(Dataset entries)
· · · · ·
PR #140, opened 2022-04-25
[BugFix] Fix the audio session not being active after the interruption ended

AmyL219:
## Purpose

* Handle the audio session interruption with the limitation. - The mircophone won't work after the interruption. -The system notification of the interruption ended could be missed by system, so we still need to rely on Callkit integration in future. 
* Technical details:
1. When the interruption is ended, resume the audio session by `audioSession.setCategory` and `audioSession.setActive`. Simply setting audio session active won't work. Need to `setCategory` first and then `overrideOutputAudioPort` after a delay. This would reactive the audio session for the composite.
2. But after the audio session is reactive, the `audioInput` of the call won't work anymore because the CallingSDK `audioInput` wouldn't be effective after the `audioSession` switches back from inactive to reactive. The CallingSDK `audioInput` need to be recreated but there is no api internal/external for this purpose. CallingSDK has the plan to adding the api in future to handle this issue. 
* Refactoring details:
1. Add the local cache of `localUserAudioDeviceState` to filter duplicated states handling
2. Fix the notification handler `handleRouteChange`. Dispatch action `AudioDeviceChangeSucceeded` rather than `AudioDeviceChangeRequested`, because `AVAudioSession.routeChangeNotification` is the notification that `outputAudioPort` already being override successfully. We shouldn't send `AudioDeviceChangeRequested` to `switchAudioDevice` and then `overrideOutputAudioPort` again. Also adding a filter to make sure only the new output is different from current state, an action would be sent

```
[ ] Yes
[x] No
```

## Pull Request Type

```
[x] Bugfix
[ ] Feature
[ ] Other... Please describe:
```

## How to Test
*  Awake an incoming call/alarm during the ACS Call


kevinyulu:
Tested awake an incoming call/alarm during the ACS Call. Mostly work as expected. One case I'd like to bring up is that the `localUserState.audioState.device` seems to be overridden by the app state change in one specific scenario, and its competing with the currently selected audio state:

* User enters a call with speaker selected
* In the calling view, change audio to iPhone (`receiver`)
* awake an incoming call during the ACS Call, and stop the incoming call
* see the audio selection changes values a few times from receiver to speaker, and finally set to speaker, which is not the receiver from step 2.

kevinyulu:
Tested awake an incoming call/alarm during the ACS Call. Mostly work as expected. One case I'd like to bring up is that the `localUserState.audioState.device` seems to be overridden by the app state change in one specific scenario, and its competing with the currently selected audio state:

* User enters a call with speaker selected
* In the calling view, change audio to iPhone (`receiver`)
* awake an incoming call during the ACS Call, and stop the incoming call
* see the audio selection changes values a few times from receiver to speaker, and finally set to speaker, which is not the receiver from step 2.

AmyL219:
> Tested awake an incoming call/alarm during the ACS Call. Mostly work as expected. One case I'd like to bring up is that the `localUserState.audioState.device` seems to be overridden by the app state change in one specific scenario, and its competing with the currently selected audio state:
> 
> * User enters a call with speaker selected
> * In the calling view, change audio to iPhone (`receiver`)
> * awake an incoming call during the ACS Call, and stop the incoming call
> * see the audio selection changes values a few times from receiver to speaker, and finally set to speaker, which is not the receiver from step 2.

@kevinyulu, thanks for the testing! I have noticed the similar issue but feel there is limitation on fixing this one. Typically, the system automatically switch to `speaker` when the call is coming and inform us by the notification `handleRouteChange`. 

- When we receive `handleRouteChange`, we know the output has been changed. But we can't distinguish if it's because of incoming call in system, or user switching output device. So simply override the Composite output device in the Redux State and update in the UI to let user know the current device output is the process here.

kevinyulu (dismissed):
tested, lgtm

palatter (dismissed):
I tested and it looks good. I just had the one comment about the delay, as it could be inconsistent?

AzureCommunicationUI/AzureCommunicationUI/Presentation/Manager/AudioSessionManager.swift
```diff
@@ -60,11 +99,33 @@ class AppAudioSessionManager: AudioSessionManager {
...
+                .bluetoothRequested:
+            audioDeviceType = .bluetooth
+        default:
+            audioDeviceType = .receiver
+        }
+
+        activateAudioSessionCategory()
+
+        // Add a delay of setting audioDeviceType, to override the default port from setAudioSessionCategory.
+        DispatchQueue.main.asyncAfter(deadline: .now() + 1) { [weak self] in
```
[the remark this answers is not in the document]
AmyL219: Kind of reliable. See most of the cases handling this scenario need to adding the delay
https://stackoverflow.com/a/33380735

vhuseinova-msft (dismissed):

AzureCommunicationUI/AzureCommunicationUI/Redux/State/LocalUserState.swift
```diff
@@ -95,6 +95,18 @@ class LocalUserState: ReduxState {
...
+            case (.speakerSelected, .speaker),
+                (.bluetoothSelected, .bluetooth),
+                (.headphonesSelected, .headphones),
+                (.receiverSelected, .receiver):
+                return true
+            default:
+                return false
+            }
+        }
+
```
waynemo, line 109: Could we move this logic to the `AudioSessionManager`? The redux layer shouldn't really reference any types from the presentation layer.

waynemo (dismissed):

AzureCommunicationUI/AzureCommunicationUI/Redux/State/LocalUserState.swift
AmyL219: Moved!

palatter:
Looks good!

palatter (approved):

vhuseinova-msft (approved):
· · · · ·
Aim of the task:
Copy out the entries exactly. Begin at the first line and end with the line that has "1. Add the local".

Output for this task:
PR #140, opened 2022-04-25
[BugFix] Fix the audio session not being active after the interruption ended

AmyL219:
## Purpose

* Handle the audio session interruption with the limitation. - The mircophone won't work after the interruption. -The system notification of the interruption ended could be missed by system, so we still need to rely on Callkit integration in future. 
* Technical details:
1. When the interruption is ended, resume the audio session by `audioSession.setCategory` and `audioSession.setActive`. Simply setting audio session active won't work. Need to `setCategory` first and then `overrideOutputAudioPort` after a delay. This would reactive the audio session for the composite.
2. But after the audio session is reactive, the `audioInput` of the call won't work anymore because the CallingSDK `audioInput` wouldn't be effective after the `audioSession` switches back from inactive to reactive. The CallingSDK `audioInput` need to be recreated but there is no api internal/external for this purpose. CallingSDK has the plan to adding the api in future to handle this issue. 
* Refactoring details:
1. Add the local cache of `localUserAudioDeviceState` to filter duplicated states handling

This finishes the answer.